Comencemos por el impacto del cambio en los hábitos: han dejado de ir al
colegio, de jugar con su grupo de iguales, indispensable para el desarrollo de
sus habilidades psicosociales, establecer lazos afectivos y aprender a
desarrollarlos, no pueden salir a la calle y reciben el miedo de los padres,
los cuales se ven obligados por ley a emplear un bozal para estar en plena
calle. Se les somete a la información tóxica de que la mascarilla les protege
de la enfermedad y asocian su uso a estar seguros y su no empleo a la misma
idea de la muerte. Los niños asisten pavorosos al temor de dejar de existir por
la infección de un virus. Los niños escuchan las noticias sobre el covid-19, de
modo que piensan que algo terrible está ocurriendo y que su mundo se puede
acabar en cualquier momento. Su mente se centra en el apocalipsis y la única
forma de portarse bien y seguir vivo es obedecer las reglas. Se pueden ver a
niños empleando el cubrebocas durante horas y a madres que les ordenan que no
se lo quiten, todo ello genera un miedo de tamiz paranoico, lo cual hace que el
sujeto infante asimile el encierro como algo normal. Todo ello incrementa el
daño psicoemocional aún más.
Como mascotas en casa
Los niños se sienten como mascotas en casa, sobreprotegidos, no pueden
salir y perciben la idea de que la enfermedad de la que tanto se habla es
sinónimo de muerte; por ende, tienen temor a abrazar a sus padres, tomando la
distancia reglamentaria de la misma forma que los adultos y, lo que es peor,
éstos no tienen contacto con ellos cuando, por ejemplo, son diagnosticados
positivos por PCR o caen enfermos de lo que ingenuamente creen que es el Covid,
momento en el que se quedan en casa. Los niños asisten al trauma de que sus
predecesores no aceptan sus contactos y éstos tampoco se le aproximan por temor
a un contagio.

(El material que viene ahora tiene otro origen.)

PR #2378, opened 2021-05-14
refactor: experiment list native filters [DET-5389]

hkang1:
## Description

- Move filtering capability into native Ant Design filter column. (Labels, State, Archived, User)
- Separate labels into separate column for enabling filtering.
- Enable show more for labels columns to help control # of labels to show from the start. (show +x more option if more than 1 label, can change later easily)
- With the exception of Archived, support multiple option filter (with OR logic).
- Validate filters before making API calls to ensure valid values are being sent
- Visually show which filter columns have filters applied

Before:
Screen Shot 2021-05-13 at 5 29 07 PM

After:
2021-05-14 at 12 29 PM

Not in scope:
- move experiment list page search into ID and Name column

## Test Plan

- [ ] able to add and delete experiment labels from experiment list page
- [ ] check that the dashboard page still displays and filters correctly
- [ ] check filtering mechanism works properly for `Labels`, `States`, `Archived` and `Users` columns
- [ ] check that the column filtering correctly updates the experiment list page URL with the correct params
- [ ] check experiment list page still reads the url params correctly for filter values
- [ ] check that show `+[X] more` option displays properly for when there are more than 1 label and expands properly. Also ensure adding and editing labels still work.
- [ ] check experiment list page column sorting still functions

## Checklist


webui/react/src/pages/ExperimentList.tsx
```diff
@@ -353,53 +410,68 @@ const ExperimentList: React.FC = () => {
 
     const newColumns = [ ...defaultColumns ].map(column => {
       column.sortOrder = null;
+
       if (column.key === sorter.key) column.sortOrder = sorter.descend ? 'descend' : 'ascend';
-      if (column.key === V1GetExperimentsRequestSortBy.DESCRIPTION) column.render = nameRenderer;
+      if (column.key === 'labels') {
```
apizzini, line 415: have you considered moving all the definitions of the columns here instead of importing from an external file and mapping on it to apply tweaks?

apizzini (commented):
This looks great, the only thing I don't really like is that if filters are "reset" or "cleared" manually (deselecting all the items i activated previously), the Icon doesn't disable, it stays active. Can we do something about this?

apizzini (approved):

webui/react/src/pages/ExperimentList.tsx
hkang1: lol, yeah at this point, there's so much modifications, the external import doesn't make sense.

hkang1:
> This looks great, the only thing I don't really like is that if filters are "reset" or "cleared" manually (deselecting all the items i activated previously), the Icon doesn't disable, it stays active. Can we do something about this?

thanks for finding and reporting that issue, should be good to go now.

hkang1:
@cla-bot check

Todo esto es vivido como una pesadilla incomprensible frente a
la que el niño no sabe cómo reaccionar, prefiriendo no actuar y entrando en un
cuadro de indefensión aprendida, en el marco del próximo párrafo.
De la Indefensión
aprendida al riesgo de suicidio
La depresión, la ansiedad y otros trastornos como el insomnio frecuente
pasan a ser frecuentes desde muy temprana edad. El miedo hace acto de aparición
repentina en el día a día, no sólo en los pensamientos de los niños, sino en el
modo de reaccionar ante otras situaciones que son vistas como peligrosas. La
inseguridad, la parálisis ante la realidad y la necesidad de seguir en el nido
hacen que sean especialmente introvertidos, presenten bloqueos a la hora de
tomar decisiones y se vuelvan retraídos. Con una sensibilidad muy dañada, se
muestran asustados ante su entorno porque saben que algo terrible pasa, pero no
pueden hacer nada, además respiran el miedo en sus padres y ellos les generan
sensación de abandono y desprotección. La razón de sus vidas es el amor y el
juego, sin los cuales no pueden asimilar nuevos conocimientos. El hecho de no
poder estar con otros niños, ni poder jugar en los parques ni interaccionar con
otros miembros de su edad les obliga a pensar como adultos antes de tiempo, a
privarles de la imaginación como recurso para el desarrollo interno y a tan sólo
seguir las reglas dictatoriales del Estado a través de los padres. Presentan
insomnio recurrente, episodios de llanto, desesperación, nerviosismo incontrolado
y mucha desidia pues se aburren con los adultos. Pueden llegar a sentir un
miedo incomprensible ya que, a pesar de encontrarse en círculos familiares, más
o menos seguros, las secuelas del encierro hacen que el cortisol haga de las
suyas, disminuya su sistema inmunológico y su sistema nervioso decaiga hasta
generar desagradables emociones en forma de pánico de naturaleza automática.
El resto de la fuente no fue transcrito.